-- Collected data --
——

Issue #1152, opened 2019-11-27
pod-dashboard S3 config is injectable


mogul:
## User Story

In order for pod-dashboard to make use of S3 in cloud.gov, pod-dashboard code must accept S3 credentials as injected configuration.

### Acceptance Criteria
- [x] GIVEN an S3 service is bound to the pod-dashboard app \
  AND the pod-dashboard app is configured to use S3 \
  WHEN code that depends on S3 access is exercised \
  THEN there are no errors. 

## Details

When running in the BSP, IAM roles control whether the host running pod-dashboard can write to the configured S3 bucket. This is anti-12-factor, because the code's behavior depends on a particular configuration of its environment. So: 

- The startup script should grab the S3 bucket key and secret from the cloud.gov environment and write it to .env on startup.
- The application code should make use of the configured key and secrets when accessing S3.

Other notes from Peter:
  * Credentials can be passed to the client by:
    * Using the environment variables , e.g.:
      * https://docs.aws.amazon.com/sdk-for-php/v3/developer-guide/getting-started_basic-usage.html
      * https://docs.aws.amazon.com/sdk-for-php/v3/developer-guide/guide_credentials_environment.html
    * [Explicitly setting credentials](https://docs.aws.amazon.com/sdk-for-php/v3/developer-guide/guide_configuration.html#credentials), e.g.:
      ```php
      $credentials = new Aws\Credentials\Credentials('key', 'secret');

      $s3 = new Aws\S3\S3Client([
          'version'     => 'latest',
          'region'      => 'us-west-2',
          'credentials' => $credentials
      ]);
      ```

mogul:
I chose to go [the environment-variables route](https://docs.aws.amazon.com/sdk-for-php/v3/developer-guide/guide_credentials_environment.html).

Still to do:
 - In `datagov-infrastructure-modules`
  - [ ] Add an S3 bucket for the CI environment.
 - In `datagov-deploy`
  - [ ] Add the S3 bucket credentials to the CI config and the `.env` file template

PR #1207, opened 2019-12-11
Dashboard webroot change

mogul:
This updates the Ansible deployment process to account for the changes in https://github.com/GSA/project-open-data-dashboard/pull/218 and https://github.com/GSA/project-open-data-dashboard/pull/219

This branch also 
* refactors the deployment to reduce the number of customized templates that need to be maintained
* adds configuration for the dashboard in the CI environment
* does a few minor cleanups.

This PR is a draft; it should not be merged until the two PRs above are merged.


ansible/dashboard-web.yml
```diff
@@ -25,6 +25,14 @@
   - { role: software/dashboard/dashboard-deploy, tags: [deploy, provision] }
 
 
+- name: Dashboard DB Migration
+  hosts: dashboard-web
+  serial: 1
+  become: no
+  roles:
+  - { role: software/dashboard/dashboard-db-migrations, tags: [provision, deploy, migrate] }
```
adborden: Will this break? I know we do some permissions changes in the clean-up step, so I would expect that migrations could fail to execute application code until the permissions are fixed... but maybe we fixed the permission issue on the app code with the `umask` change :man_shrugging:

——

-- Exercise directions --
Return each line among the entries that holds the word "cloud".

-- Response --
In order for pod-dashboard to make use of S3 in cloud.gov, pod-dashboard code must accept S3 credentials as injected configuration.
- The startup script should grab the S3 bucket key and secret from the cloud.gov environment and write it to .env on startup.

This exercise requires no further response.